PR #113, opened 2016-08-29
SOM Neuron Class Retrieval

KevinCooper:
Haifeng,
I am currently working with SOMs and your library.  While I can create a umatrix and plot it, I wanted to add a method to SOM to allow for the retrieval of class values for each of the Neurons.  Ideally, this would be run after calling partition(int).  This could be used to create more effective class graphs of the SOM.

### DIFF
--- a/core/src/main/java/smile/vq/SOM.java
+++ b/core/src/main/java/smile/vq/SOM.java
@@ -398,13 +398,13 @@ public class SOM implements Clustering<double[]> {
         if( y == null ){
             throw new IllegalStateException();
         }
-        int[][] classLabels = new int[height][width];
+        int[][] clusterLabels = new int[height][width];
         for (int i = 0, l = 0; i < height; i++) {
             for (int j = 0; j < width; j++) {
-                classLabels[i][j] = y[i*width + j];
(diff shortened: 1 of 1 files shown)


core/src/main/java/smile/vq/SOM.java
```diff
@@ -391,6 +391,19 @@ public SOM(double[][] data, int width, int height) {
     }
 
     /**
+     * Returns the cluster labels for each Neuron.
+     */
+    public int[][] clabels() {
```
haifengl: Can you please rename the function getClusterLabel, which is used by other clustering algorithms?

core/src/main/java/smile/vq/SOM.java
```diff
@@ -391,6 +391,19 @@ public SOM(double[][] data, int width, int height) {
...
+        int[][] clabels = new int[height][width];
```
haifengl: We should check if y is null at the beginning and throw an IllegalStateException if it is. Note y is only created after the method partition is called.

KevinCooper:
Haifeng,
The two proposed fixes have been made.  Thanks for your rapid response!

PR #127, opened 2016-11-15
making RandomForest serializable

alexeygrigorev:
Right now the inner class `RandomForest$Tree` is not serializable, so I get the following when I try to save the model:

```
Caused by: java.io.NotSerializableException: smile.classification.RandomForest$Tree
	at java.io.ObjectOutputStream.writeObject0(ObjectOutputStream.java:1184)
	at java.io.ObjectOutputStream.writeObject(ObjectOutputStream.java:348)
```

This simple modification should make it work


haifengl:
Thanks!

PR #131, opened 2016-12-06
ncol+attribute constructor for SparseDataset

alexeygrigorev:
Sometimes I want to specify both the number of columns and the type of the response variable when creating a sparse dataset. This small patch solves this problem.


haifengl:
Thanks!

PR #137, opened 2016-12-31
Simplify scala data package

jovilius:
Hi @haifengl, I've simplified a little bit the scala data package. What do you think?


haifengl:
Look good! Thank you very much!

PR #143, opened 2017-01-16
Update NeuralNetwork

lazymahendrathapa:
Update Neural Network to correct the bug in `setWeightDecay()` method.


haifengl:
Thanks!

PR #296, opened 2022-07-05
[sdk]: add helper function for generating random mnemonics

Jaguar0625:
problem: sdk cannot generate seed phrase
    solution: add Bip32.random


gimre-xymcity (approved):
yay, cool change, will be handy for testing

PR #299, opened 2022-07-05
[sdk]: add helper function for calculating metadata payload

Jaguar0625:
problem: user manually has to do XOR
    solution: add metadataUpdateValue to simplify


sdk/javascript/src/symbol/metadata.js
```diff
@@ -0,0 +1,23 @@
...
+	for (i = 0; i < Math.min(oldValue.length, newValue.length); ++i)
+		result[i] = oldValue[i] ^ newValue[i];
+
+	for (; i < newValue.length; ++i)
+		result[i] = newValue[i];
+
+	return result;
+};
+
+module.exports = { metadataUpdateValue };
```
gimre-xymcity, line 23: perfectly fine, although I was wondering if we need some additional wrapper that would accept string (and treat it as utf8 and just do TextEncoder.encode() + call the above)

gimre-xymcity (approved):

sdk/javascript/src/symbol/metadata.js
gimre-xymcity: (ask @cryptoBeliever for opinion)

Jaguar0625: technically our metadata is bytes, so i'd leave as is for consistency with py

PR #306, opened 2022-07-08
[sdk/javascript]: js key derivation

gimre-xymcity:
This is change similar to #285 for JS.

All derive test vectors pass, additional tests for SharedKey derivation has been added, that mimic the ones from py version

### DIFF
--- a/sdk/javascript/src/SharedKey.js
+++ b/sdk/javascript/src/SharedKey.js
@@ -1,0 +1,178 @@
+const { SharedKey256 } = require('./CryptoTypes');
+const { hkdf } = require('@noble/hashes/hkdf');
+const { sha256 } = require('@noble/hashes/sha256');
+const tweetnacl = require('tweetnacl');
+
+// order matches order of exported methods
+const {
+	crypto_verify_32, gf, pack25519, unpack25519, pow2523, set25519
+} = tweetnacl.lowlevel;
+
+// region curve operations - unfortunatelly tweetnacl.lowlevel does not expose those functions, so needed to copy them here
+
+const neq25519 = (a, b) => {
+	const c = new Uint8Array(32);
+	const d = new Uint8Array(32);
+	pack25519(c, a);
+	pack25519(d, b);
+	return crypto_verify_32(c, 0, d, 0);
+};
+
+const par25519 = a => {
+	const d = new Uint8Array(32);
+	pack25519(d, a);
+	return d[0] & 1;
+};
+
+const inv25519 = (o, i) => {
+	const { M, S } = tweetnacl.lowlevel;
+
+	const c = gf();
+	for (let a = 0; 16 > a; a++)
+		c[a] = i[a];
+
+	for (let a = 253; 0 <= a; a--) {
+		S(c, c);
+		if (2 !== a && 4 !== a)
+			M(c, c, i);
+	}
+	for (let a = 0; 16 > a; a++)
+		o[a] = c[a];
+};
+
+const pack = (r, p) => {
+	const { M } = tweetnacl.lowlevel;
+	const tx = gf();
+	const ty = gf();
+	const zi = gf();
+
+	inv25519(zi, p[2]);
+	M(tx, p[0], zi);
+	M(ty, p[1], zi);
+	pack25519(r, ty);
+
+	r[31] ^= par25519(tx) << 7;
+};
+
+const unpackNeg = (r, p) => {
+	const {
+		D, M, A, S, Z
+	} = tweetnacl.lowlevel;
+
+	const gf0 = gf();
+	const gf1 = gf([1]);
+	const I = gf([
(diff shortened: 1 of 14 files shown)


sdk/javascript/test/nem/SharedKey_spec.js
```diff
@@ -0,0 +1,19 @@
+const { NemFacade } = require('../../src/facade/NemFacade');
+const { KeyPair } = require('../../src/nem/KeyPair');
+const { deriveSharedKeyDeprecated } = require('../../src/nem/SharedKey');
+const { runBasicSharedKeyTests } = require('../test/sharedKeyTests');
+
+describe('SharedKey (NEM)', () => {
+	runBasicSharedKeyTests({
+		KeyPair,
+		deriveSharedKey: NemFacade.deriveSharedKey
```
gimre-xymcity, line 9: deliberately calling through facade here and in symbol version below

sdk/javascript/test/test/sharedKeyTests.js
```diff
@@ -0,0 +1,79 @@
...
+
+		// Assert:
+		expect(sharedKey1).to.deep.equal(sharedKey2);
+	});
+
+	// endregion
+
+	// region invalid public key
+
+	it('public key not on the curve throws', () => {
```
gimre-xymcity, line 65: I think this test my occasionally fail : read point might end up on curve, and it _seems_ it might be failing more often then py variant, which in turn suggest that server-based isCanonical check might be bit too permissive...
will need to investigate

sdk/javascript/src/SharedKey.js
```diff
@@ -0,0 +1,178 @@
...
+const { hkdf } = require('@noble/hashes/hkdf');
+const { sha256 } = require('@noble/hashes/sha256');
+const tweetnacl = require('tweetnacl');
+
+// order matches order of exported methods
+const {
+	crypto_verify_32, gf, pack25519, unpack25519, pow2523, set25519
+} = tweetnacl.lowlevel;
+
+// region curve operations - unfortunatelly tweetnacl.lowlevel does not expose those functions, so needed to copy them here
```
Jaguar0625, line 11: ok to copy here, but why not export from tweetnacl version used by NEM ?

sdk/javascript/src/SharedKey.js
```diff
@@ -0,0 +1,178 @@
...
+	// check if result is neutral element
+	const gf0 = gf();
+	const areEqual = neq25519(result[1], result[2]);
+	const isZero = neq25519(gf0, result[0]);
+
+	// yes, this is supposed to be  bit OR
+	return 0 === (areEqual | isZero);
+};
+
+const deriveSharedSecretFactory = crypto_hash => (privateKeyBytes, otherPublicKey) => {
```
Jaguar0625, line 144: cryptoHash

sdk/javascript/src/SharedKey.js
```diff
@@ -0,0 +1,178 @@
...
+	const { scalarmult, Z } = tweetnacl.lowlevel;
+	const point = [gf(), gf(), gf(), gf()];
+
+	if (!isCanonicalKey(otherPublicKey) || 0 !== unpackNeg(point, otherPublicKey.bytes) || !isInMainSubgroup(point))
+		throw Error('invalid point');
+
+	// negate point == negate X coordinate and 't'
+	Z(point[0], gf(), point[0]);
+	Z(point[3], gf(), point[3]);
```
Jaguar0625, line 153: why do you need the negation before scalarmult?

Jaguar0625: ah, unpackneg 🆗

Jaguar0625 (approved):

sdk/javascript/src/SharedKey.js
Jaguar0625: i mean update that one to export more in lowlevel

gimre-xymcity: as mentioned on discord, imo it would look _weird_ if symbol version would use >two< tweetnacl imports.

sdk/javascript/src/nem/SharedKey.js
```diff
@@ -0,0 +1,46 @@
...
+
+	const sharedSecret = deriveSharedSecretImpl(reversedPrivateKeyBytes, otherPublicKey);
+	const sharedKeyBytes = new Uint8Array(SharedKey256.SIZE);
+	for (let i = 0; SharedKey256.SIZE > i; ++i)
+		sharedKeyBytes[i] = sharedSecret[i] ^ salt[i];
+
+	return new SharedKey256(keccak_256(sharedKeyBytes));
+};
+
+module.exports = { deriveSharedKey, deriveSharedKeyDeprecated };
```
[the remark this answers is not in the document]
gimre-xymcity: it _is_ same (?)

sdk/javascript/test/test/sharedKeyTests.js
gimre-xymcity: explained on slack, the issue was kind of PEBKAC, try catch around expect.to.throw was a bad idea, similar issue was in py, had to replace both with some manual checks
* * *
Assignment: Would you copy every line of the entries that includes the word "here"?

Expected answer:
+// region curve operations - unfortunatelly tweetnacl.lowlevel does not expose those functions, so needed to copy them here
gimre-xymcity, line 9: deliberately calling through facade here and in symbol version below
+// region curve operations - unfortunatelly tweetnacl.lowlevel does not expose those functions, so needed to copy them here
Jaguar0625, line 11: ok to copy here, but why not export from tweetnacl version used by NEM ?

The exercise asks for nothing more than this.